Nishinyの商標・ブランド日記

商標・ブランドの情報です。弁理士の西野吉徳のブログです。

新・商標法概説(その56)

先願主義の例外(博覧会出品、出願分割、出願変更、優先権、要旨変更新出願)

 

これらは、先願主義の例外とまとめられています。

  • 博覧会出品物は、商標出願はその出品又は出展の時にしたものとみなされる(9条1項)
  • 分割による新たな商標登録出願は、元の出願時にしたものとみなされる(10条2項)
  • 出願変更したときは、出願日の遡及効があり旧出願は取下げられる(10条2項、11条5項、12条3項、65条3項)
  • 優先権主張を伴う後の出願は、その間に行われたtがの先出願より不利な取扱いは受けない。すなわち、それより前にされた出願よりも優先される(パリ条約4条A、C(1))
  • 補正却下後の新出願は、一定の手続きを踏むと、手続き補正書提出ときに出願したものとみなされる(17条の2第1項、意17条の3)

論点的なものは、

  • 査定系の審決取消訴訟継続中に分割出願した時に、分割のできる時期と補正のできる時期のズレ(商標法条約の関係で、分割は審決取消訴訟継続中も可能だが、一方の補正は審査審判再審継続中のみのまま)から、2つの高裁判例が割れていたが、最判平成17件7月14日の「eAccess事件」で決着がつき、審決取消訴訟継続中の補正は遡及効がないとしたものでしょうか。
  • この場合、分割による新規出願はできているので、出願人に不利はないという判断があるそうです。

コメント

●まず、博覧会出品です。

あまり考えたことは無かったのですが、博覧会出品の保護は、ある意味、先使用主義的です。
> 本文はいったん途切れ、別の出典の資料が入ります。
PR #4029, opened 2025-01-07
feat: add pr to merge queue on `synchronize`

iliapolo:
If a PR fails status checks *after* is has been added to the merge queue, github will remove it:

image

It will not re-add it when you push new commits though, this doesn't seem desirable since it effectively disables the auto merge.

> Example: https://github.com/cdklabs/jsii-docgen/pull/1687

---

### DIFF
--- a/src/github/auto-queue.ts
+++ b/src/github/auto-queue.ts
@@ -139,7 +139,7 @@ export class AutoQueue extends Component {
       // That way a user can always disable auto-queue if they want to and the workflow will
       // not automatically re-enable it, unless one of the events occurs.
       pullRequestTarget: {
-        types: ["opened", "reopened", "ready_for_review"],
+        types: ["opened", "reopened", "ready_for_review", "synchronize"],
       },
     });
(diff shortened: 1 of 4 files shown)


src/github/auto-queue.ts
```diff
@@ -139,7 +139,7 @@ export class AutoQueue extends Component {
       // That way a user can always disable auto-queue if they want to and the workflow will
       // not automatically re-enable it, unless one of the events occurs.
       pullRequestTarget: {
-        types: ["opened", "reopened", "ready_for_review"],
+        types: ["opened", "reopened", "ready_for_review", "synchronize"],
```
rix0rrr, line 142: This was on purpose, see the docstring above. 

If automerge is disabled by a human, we also want a human to re-enable it.

rix0rrr (changes requested):

mrgrain:
@iliapolo I would support a feature that allows automatic re-enabling of auto-merge based on a label.

PR #4030, opened 2025-01-07
feat(awscdk): default the AWS CDK CLI version to "latest 2.x"

### LINKED ISSUE #4031: Introduce a new `cdkCliVersion` for CDK projects
[CDK CLI versions and CDK library versions will soon diverge](https://github.com/aws/aws-cdk/issues/32775).

At present, specifying the `cdkVersion` in an `AwsCdkTypeScriptApp` project causes Projen to generate a `package.json` file where both the `aws-cdk` and `aws-cdk-lib` dependencies match the defined `cdkVersion`. However, this approach could lead to unintended behaviours once these versions are no longer aligned.

rix0rrr:
projen currently installs the same CDK CLI version as the requested CDK framework version. The CDK requirement used to be that `CLI Version >= Lib Version`, and setting them to the same value was a simple way of satisfying that requirement.

In the near future, the version of the CDK CLI and the CDK Library will not be the same anymore (see
https://github.com/aws/aws-cdk/issues/32775). At that point, this logic will start to fail.

Instead, change the default to `aws-cdk@^2`, i.e. the latest 2.x version that's available. This still satisfies the requirement that `CLI Version >= Lib Version` (for old CDK releases), and more importantly also satisfies the requirement that `CDK Release Date >= Lib Release Date` (for new CDK releases).

A new optional parameter is added to specifically configure the CLI version if desired.

Closes #4031.

---


mrgrain (approved):

rix0rrr:
Failing with this?

```
error Received malformed response from registry for "@typescript-eslint%2ftypescript-estree". The registry may be down.
```

rix0rrr:
Ah no it's this:

```
error lru-cache@11.0.2: The engine "node" is incompatible with this module. Expected version "20 || >=22". Got "18.18.0"
```

rix0rrr:
Depends on https://github.com/projen/projen/pull/4034

PR #1515, opened 2018-08-30
Move to Circle 2.0

meritmalling:
Thanks to @howarddierking for letting me reuse the code from his much cleaner yml file.

Please let me know anything that feels superfluous or clumsy -- or anything that could be improved.


.circleci/config.yml
```diff
@@ -0,0 +1,63 @@
...
+  build:
+    working_directory: ~/concur/developer.concur.com
+    docker:
+      - image: circleci/ruby:2.5.1
+    steps:
+      - checkout
+      - restore_cache:
+          keys:
+          - devcenter-deps-{{ .Branch }}-{{ checksum "Gemfile" }}
+          - devcenter-deps-preview-
```
howarddierking: what's this for?

.circleci/config.yml
```diff
@@ -0,0 +1,63 @@
...
+jobs:
+  build:
+    working_directory: ~/concur/developer.concur.com
+    docker:
+      - image: circleci/ruby:2.5.1
+    steps:
+      - checkout
+      - restore_cache:
+          keys:
+          - devcenter-deps-{{ .Branch }}-{{ checksum "Gemfile" }}
```
howarddierking: Oh, this is cool! I hadn't looked into using the cache yet, but I would imagine this will dramatically speed up build times.

howarddierking (approved):
A couple other questions.

* have we tested this, or will preview be where we test?
* Are the new AWS credentials setup in Circle?

merittrompeter:
Yes! I this was tested in the test-developer-concur-com bucket.

And the new credentials are indeed in the UI - also the old ones have been removed because on the first run they over-wrote the new ones.

.circleci/config.yml
merittrompeter: This will try to use a cache from your current branch first but default to a cache created from the preview branch if nothing has been cached on your current branch yet.

PR #1516, opened 2018-09-04
Updated URL

mahimarpi:


charlieconcur:
Merging because this is pre-release noting the new path would seem to be in conflict with this guideline: https://github.concur.com/developer/api/blob/master/guidelines.md#resource-naming.

PR #1520, opened 2018-09-05
Creating travel search event doc

brittnwestSAP:
Needs peer review by Valter and Barclay. TBD scope for this event and requires link to common event subscription documentation.


src/api-reference/common/event-pubsub/travel-search-event.markdown
```diff
@@ -0,0 +1,89 @@
+---
+title: Travel Search Event
+layout: reference
+---
+
+# Travel Search Event
```
charlieconcur: This is redundant to the Jekyll front matter above. Please remove.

出品後6ヶ月という限定はありますが、使用はしているが、出願はどの国にも、一切していません。もし、これを意匠のようにマーケティングリサーチまで認めるとすると、相当、面白くなるのではないかと思います。6ヶ月限定の使用主義の採用です。

マーケティングリサーチですが、意匠で認めて、商標で認めないというのはどういうことでしょうか?意匠図形を書くのは大変で、商標見本を作成するのは、簡単という判断でしょうか?

ここは、深堀すると、大きなテーマになるかもしれません。

 

●分割は、マークの分割はできないとサラリと記載がありますが、もう少し、柔軟にできても良いように思います。

 

●分割出願ですが、大阪の元弁理士の対応の法改正については、この本には記載がありません。彼の行為は、許されないのでしょうが、現行法の欠点をさらけ出す効果はあります。

 

中国との比較をしてみたいと思います。

日本では、分割出願は新出願と捉え、ただ、分割時に旧出願を補正して問題のない部分だけにして、問題のある部分を新出願として、結論として、問題のない部分を早期に権利化するというものです。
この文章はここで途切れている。